The saros is also an integral multiple of the interval between successive perigee passages (i.e., close approaches of the moon to the earth.) This interval is called the anomalistic month. It has 27.55455 days and fits exactly 239 times into the saros. (This means that corresponding eclipses in successive saroses will be of the same type: "annular" if the moon is distant from the earth and "total" if the moon is near.)
All of the above observations were mentioned by A. Aveni in Skywatchers of Ancient Mexico, but there is another coincidence about the "triple saros" interval, I've never seen mentioned by anyone before. The "triple saros" interval of 19,755.96 days or 54.04 years is almost exactly equal to the product of the periods of Venus and Mercury 224.7 days and 87.99 days, respectively.
For a long time, I groped to visualize the meaning of this last observation. It seemed to correlate with the following idea: The Triple Saros interval was similar to the period or interval between the times when Venus and Mercury came in conjuction or simultaneous opposition with each other on a fixed ray from the sun. The "triple saros" was virtually a "divisor" of that particular interval of time. This would be obviously true if both planets had orbital periods, which were integers, because then, the product of their periods would be integrals multiples of each of their periods, respectively--times when both planets would return to their previous positions, in opposition, on the fixed ray.
This implied to me that Venus and Mercury might have some influence on the moon.
Assume that at the start of a Triple Saros cycle, we have Mercury lined up with Venus and Earth on a fixed or "pre-determined" ray emanating from the sun. Then at each of the, say, nine or intervals of the cycle, Venus remains on the fixed ray since the period of Mercury is virtually integral. And Mercury revolves, say, clockwise around the sun, at increments of -.3 (or .7) parts of an orbit subdivided into 10 arclengths, before returning, in conjunction with Venus, on the fixed ray.
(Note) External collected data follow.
PR #599, opened 2018-03-12
Migrate serviceprofiler changes 2

xiaomi7732:
Mainly add switches to allow callers to turn on/off some experimental features.

### DIFF
--- a/src/TraceEvent/Computers/SampleProfilerThreadTimeComputer.cs
+++ b/src/TraceEvent/Computers/SampleProfilerThreadTimeComputer.cs
@@ -41,6 +41,13 @@ namespace Microsoft.Diagnostics.Tracing
         /// If set we compute thread time using Tasks
         /// </summary>
         public bool UseTasks;
+
+        /// <summary>
+        /// Track additional info on like EventName or so.
+        /// Default to true to keep backward compatibility.
+        /// </summary>
+        public bool TrackAdditionalInfo = true;
+
         /// <summary>
         /// Use start-stop activities as the grouping construct. 
         /// </summary>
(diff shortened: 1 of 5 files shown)


xiaomi7732:
Ooops, sorry I did another rebase to merge the conflict and then we lost an important piece of the discussion. Bring it back here:
https://github.com/Microsoft/perfview/commit/a5f5dcfb12d57223a7141493523e3bbed284ab3f#commitcomment-28081622

src/TraceEvent/Computers/SampleProfilerThreadTimeComputer.cs
```diff
@@ -41,6 +41,13 @@ public SampleProfilerThreadTimeComputer(TraceLog eventLog, SymbolReader symbolRe
         /// If set we compute thread time using Tasks
         /// </summary>
         public bool UseTasks;
+
+        /// <summary>
+        /// Track additional info on like EventName or so.
+        /// Default to true to keep backward compatibility.
+        /// </summary>
+        public bool TrackAdditionalInfo = true;
```
vancem: Lets call it IncludeEventSourceEvents -  TrackAdditionalInfo is too generic, the name I am suggesting gives people more information about what to expect.

src/TraceEvent/Computers/SampleProfilerThreadTimeComputer.cs
```diff
@@ -202,17 +209,20 @@ public void GenerateThreadTimeStacks(MutableTraceEventStackSource outputStackSou
 
                 StackSourceCallStackIndex stackIndex = GetCallStack(data, thread);
 
-                // Tack on additional info about the event.
```
vancem: I think you can put the 'TraceEventSource' Boolean around this whole 
```
eventSource.Dynamic.All += .delegate (TraceEvent data)  {
...
}
```
statement above (you can also rip out the TODO FIX NOW line).   It is OK to lose the LogThreadStack update that disappears.   This is what the code looked like before the feature was added.

src/TraceEvent/Computers/StartStopActivityComputer.cs
```diff
@@ -1140,7 +1140,8 @@ void FixAndProcessWindowsASP(TraceEvent data, KeyValuePair<Guid, Guid>[] threadT
                 if (creator == null)        // If we don't have a creator for the ASP.NET event, make one since WCF and others are children of it and we want to see that 
                 {
                     // We create another 
-                    creator = OnStart(data, extraStartInfo, &relatedActivityId, thread, null, "RecHttp", useCurrentActivityForCreatorAsFallback: false);
+                    // It is closer to Start Event than the Send Event, uses &activityID.
+                    creator = OnStart(data, extraStartInfo, &activityID, thread, null, "RecHttp", useCurrentActivityForCreatorAsFallback: false);
```
vancem: I am taking your word that this change makes sense (that for these ASP.NET events using the activityID instead of the relatedActivity is the right thing to do).

src/TraceEvent/Computers/ThreadTimeComputer.cs
```diff
@@ -55,6 +55,11 @@ public ThreadTimeStackComputer(TraceLog eventLog, SymbolReader symbolReader)
         /// </summary>
         public bool UseTasks;
         /// <summary>
+        /// Track additional info on like EventName or so.
+        /// Default to true to keep backward compatibility.
+        /// </summary>
+        public bool TrackAdditionalInfo = true;
```
vancem: Same feedback (change to IncludeEventSourceEvents).

src/TraceEvent/Computers/ThreadTimeComputer.cs
```diff
@@ -300,17 +305,20 @@ public void GenerateThreadTimeStacks(MutableTraceEventStackSource outputStackSou
 
                 StackSourceCallStackIndex stackIndex = GetCallStack(data, thread);
 
-                // Tack on additional info about the event.
```
vancem: Same feedback (you can exclude the whole delegate body)

src/TraceEvent/Symbols/NativeSymbolModule.cs
```diff
@@ -107,24 +107,27 @@ public string FindNameForRva(uint rva, ref uint symbolStartRva)
                 ret = ret.Substring(0, dollarIdx);
 
             // See if we have a Project N map that maps $_NN to a pre-merged assembly name 
-            var mergedAssembliesMap = GetMergedAssembliesMap();
-            if (mergedAssembliesMap != null)
+            if (LookupAssemblyNameForCompiledNative)
```
vancem: I don't really want the LookupAssemblyNameForCompiledNative flag.    In theory only PDBs that come from .NET Native have this section and thus would be affected.   Thus I don't understand why you would need to change this code.

Can you describe more about what fails if this code is in place.   I would hope that what happens is that GetMergedAssemblyMap() returns null and all the code below does not execute, and so you don't care.   

Does that not happen?     

Ideally we don't have to change NativeSymbolModule.cs at all.

xiaomi7732:
@vancem thanks for the review. Please give me some time to work on the question about NativeSymbolModule.

src/TraceEvent/Computers/SampleProfilerThreadTimeComputer.cs
xiaomi7732: Sure. Fix in the next iteration.

src/TraceEvent/Symbols/NativeSymbolModule.cs
xiaomi7732: No, I don't like it more than you do. I didn't have time to look into why symbol match failed in our scenario when these lines of code are on. I'll spend some time to kick the tire again since there have been changes.

PR #603, opened 2018-03-14
Event pipe cleanup

vancem:
There are two commits and it may be useful to view them separately.

The first commit just fiddles with comments, and renames things, and does a small amount of method 
contract simplification.  

The second commit removes a redundant table from the parser (there was already a table that did 
exactly what is needed).


vancem:
cc: @brianrob

src/TraceEvent/EventPipe/EventPipeEventSource.cs
```diff
@@ -300,19 +298,20 @@ unsafe public void FromStream(Deserializer deserializer)
     /// Private utility class.
     /// 
     /// An EventPipeEventMetaData holds the information that can be shared among all
```
brianrob: EventPipeEventMetaData --> EventPipeEventMetaDataHeader.

PR #609, opened 2018-03-19
Add CPU ONLY Thread Time if you don't have context switches.

vancem:
You don't get a ThreadTime with task and start-stop activity attributization view if you don't collect with /threadTime.

However you CAN most of this without context switches, so make a (CPU ONLY) version of this view and allow users to use that (and thus get task and activity information) even in the normal default collection mode (which is CPU only, but has all the other events needed).


vancem:
@ilabutin  here is a fixed version.  I recommend looking at the diff without whitespace 

https://github.com/Microsoft/perfview/pull/609/files?w=1

ilabutin:
Tested it now, works like a charm. Thank you, @vancem

PR #618, opened 2018-03-22
Fixes an issue where sometimes native DLLs can't get their symbols re…

vancem:
…solved.

As part of merging ETL files certain Image* events are added to add among other things
the GUID that uniquely identifies the DLL and its cooresponding PDB.
Previous to this change, we required that these Image* events be place BEFORE the
ImageLoad event they are for.

Turns out that is not always the case.   Fix it so that either order is fine.

### DIFF
--- a/src/TraceEvent/TraceLog.cs
+++ b/src/TraceEvent/TraceLog.cs
@@ -1069,6 +1069,8 @@ namespace Microsoft.Diagnostics.Tracing.Etlx
             DbgIDRSDSTraceData lastDbgData = null;
             ImageIDTraceData lastImageIDData = null;
             FileVersionTraceData lastFileVersionData = null;
+            TraceModuleFile lastTraceModuleFile = null;
+            long lastTraceModuleFileQPC = 0;
 
             kernelParser.ImageGroup += delegate (ImageLoadTraceData data)
             {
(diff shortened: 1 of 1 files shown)


src/TraceEvent/TraceLog.cs
```diff
@@ -1106,13 +1108,11 @@ unsafe private void SetupCallbacks(TraceEventDispatcher rawEvents)
...
-                if (data.Opcode == TraceEventOpcode.DataCollectionStart)
-                    bookKeepingEvent = true;
-                else if (data.Opcode == TraceEventOpcode.DataCollectionStop)
-                    bookKeepingEvent = true;
-                 ***/
+                // Remember this ModuleFile because there can be Image* events after this with 
+                // the same timestamp that have information that we need to put  into it 
+                // (the logic above handles the case when those other events are first).  
+                lastTraceModuleFile = moduleFile;
+                lastTraceModuleFileQPC = data.TimeStampQPC;
```
karpinsn: Yesterday Aaron had mentioned that the QPC timestamps might not be exact. I'm not sure exactly in what scenario that happens though.

vancem: Hmm, that is surprising, can we get someone with more details?   These events are injected after the fact, so it would be really surprising that they were not identical (they HAVE To put some value there, it is hard to believe it would not be the clone of the event they are trying to annotate).   

More generally, I need to know what is the 'right' way of 'knowing' that these two events are meant to be associated.

PR #620, opened 2018-03-27
Bypass getting assembly map on targeting .NetStandard 2.0

xiaomi7732:
Unfortunately, loading DIA is failing when targeting .NET Standard 2.0. Just the same as targeting .NET Standard 1.6. Bypass it to avoid exceptions that break the proper symbol resolving for other cases.


vancem:
While ifdefed code in .NET Core V1.6 it was a hack.  I don't want to extend the hack to 2.0.   

I did a little research and I understand why it is failing now.  The issue is that we were using a foreach, which requires special conversion routines in CustomMarshalers, which is not supported on .net Core.   

It is very easy, however to avoid the foreach (we can use a for(....)), which should work everywhere.  
PR #621 includes this fix.   See 

* https://github.com/Microsoft/perfview/pull/621/files#diff-bfe16fd8ed848d802a238c52165149c7

I am going to close this PR in preference to that one.

PR #625, opened 2018-03-30
Fix PerfViewCollect Breaks

brianrob:
There are a couple of issues that showed up when I tried to capture data on an ARM32 device running Win10:

 - Self-contained publishes of PerfViewCollect fail to start because they seem to select an old version of .NET Core 2.0 that is missing a type needed by PerfViewCollect (ByReference<T>).  This is solved by requiring .NET Core 2.0.5.  This is what my machine was using by default when running against the shared framework.
 - SupportFiles were being unpacked but were not being used for DLL loading.  This is because the loader found TraceEvent and its dependencies next to the app, which is what one would expect for a .NET Core build.  Furthermore, because the files have a different timestamp when they are unpacked, this results in an exception because PerfView tries to make sure that SupportFiles version is used or that it at least matches the version that was used (see https://github.com/Microsoft/perfview/blob/68a35e78d2cd6f6d681727792b419c2f497fe0ad/src/PerfView/App.cs#L166).  I've solved this by (a) not embedding the DLLs into PerfViewCollect.dll and (b) disabling the TraceEvent check for PerfViewCollect.  While it is certainly nice to have everything self-contained in a single EXE, .NET Core doesn't really allow for this, and as such I'm assuming that we'll follow the self-contained semantics for PerfViewCollect.

NOTE: I have left in-place the unpacking of the EULA and users guides so that they can still be used from PerfViewCollect if possible.

### DIFF
--- a/src/PerfViewCollect/PerfViewCollect.csproj
+++ b/src/PerfViewCollect/PerfViewCollect.csproj
@@ -3,7 +3,6 @@
   <PropertyGroup>
     <OutputType>Exe</OutputType>
     <TargetFramework>netcoreapp2.0</TargetFramework>
-    <RuntimeFrameworkVersion>2.0.5</RuntimeFrameworkVersion>
     <RootNamespace>PerfView</RootNamespace>
   </PropertyGroup>
 
--- a/src/PerfViewCollect/PerfViewCollect.csproj
+++ b/src/PerfViewCollect/PerfViewCollect.csproj
@@ -3,6 +3,7 @@
   <PropertyGroup>
     <OutputType>Exe</OutputType>
     <TargetFramework>netcoreapp2.0</TargetFramework>
+    <RuntimeFrameworkVersion>2.0.5</RuntimeFrameworkVersion>
     <RootNamespace>PerfView</RootNamespace>
   </PropertyGroup>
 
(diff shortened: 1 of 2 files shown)


src/PerfViewCollect/PerfViewCollect.csproj
```diff
@@ -3,6 +3,7 @@
   <PropertyGroup>
     <OutputType>Exe</OutputType>
     <TargetFramework>netcoreapp2.0</TargetFramework>
+    <RuntimeFrameworkVersion>2.0.5</RuntimeFrameworkVersion>
```
vancem: I guess I don't care enough to actually figure it out, but this should not have been necessary.   I like to believe that PerfViewCollect is a very generic .NET Core 2.0 application, and as such should not need a specific framework version.

vancem: Also if an app works before you publish and breaks afterward, it seems likely it is a runtime issue, not an app issue.

brianrob: What was interesting about this is that the actual coreclr.dll that was used in each scenario (shared framework vs. published) was different.

Fortunately (or unfortunately), I can't reproduce this anymore.  Not sure if it was a restore issue or otherwise, but things seem sane now.  Thus, I have removed the RuntimeFrameworkVersion tag.

PR #691, opened 2018-06-06
Short-circuit DynamicTraceEventParser::GetPayloadValueAt for arrays of bytes

pcwiese:
For reasons I'm not going to get into, we are using the DynamicTraceEventParser class (as opposed to a strongly typed parser from traceparsergen) to retrieve a payload value of type byte array. Its very inefficient; there is already a TODO in the codebase to handle arrays of blittable types more efficiently. I did some brief testing where I emited a single event, captured and opened up that file using the DynamicTraceEventParser, cloned the event, then read a single 2000 byte payload value 10000 times from that clone. Using perfview I can see a 5x reduction in CPU from before and after.

My change looks a little hackish, but seems safe enough until that existing TODO is properly addressed. Existing tests pass.

### DIFF
--- a/src/TraceEvent/DynamicTraceEventParser.cs
+++ b/src/TraceEvent/DynamicTraceEventParser.cs
@@ -570,8 +570,15 @@ namespace Microsoft.Diagnostics.Tracing.Parsers
             {
                 var arrayCount = GetCountForArray(payloadFetch, arrayInfo, ref offset);
 
-                // TODO this is very inefficient for blitable types.   Optimize that.  
+                // TODO this is very inefficient for blitable types. Optimize that.
                 var elementType = arrayInfo.Element.Type;
+
+                // Byte array short-circuit.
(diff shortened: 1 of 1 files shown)


vancem:
I am OK with special casing byte arrays like this.   

Note that if your are trying to simply get at the total payload (that is the payload is just one field that you want returned as a byte array), there is something even more efficient.

First you can call traceEvent.EventData() to return a byte[] for the whole payload area (must like your change will do).   This is about as efficient as what you have.   

However there is another overload
```
 traceEvent.EventData(byte[] targetBuffer, int targetStartIndex, int sourceStartIndex, int length)
```
Which will copy the data into YOUR byte[].   (you can pass traceEvent.EventDataLenght for 'length') so you can reuse one byte[] for all your events.  

This allows you to avoid allocating a byte[] for every object, which avoids the allocation/clearing/GC cost.  

Vance

PR #692, opened 2018-06-07
Fix bug with native symbol resolution

karpinsn:
- Fix bug with native symbol resolution where symbols would not resolve
if the RSDS event came after the module load event


vancem:
LGTM.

During theTtriple Saros cycle, we know that the moon is always on the synodic ray between the earth and the sun. On the other hand, during the cycle, the same side of Venus always faces Earth. Therefore, we can visualize that, as the earth revolves around the sun during the Triple Saros cycle, Venus revolves (effectively) on its axis at exactly the same rate. If the sun were displaced to the center of Venus, Venus would be like the axis of a wheel, on the rim of which Earth is attached and, what is more, the moon would always lie on the same spoke of the wheel emanating from Earth to Venus. This gives some evidence that the moon was once part of Venus.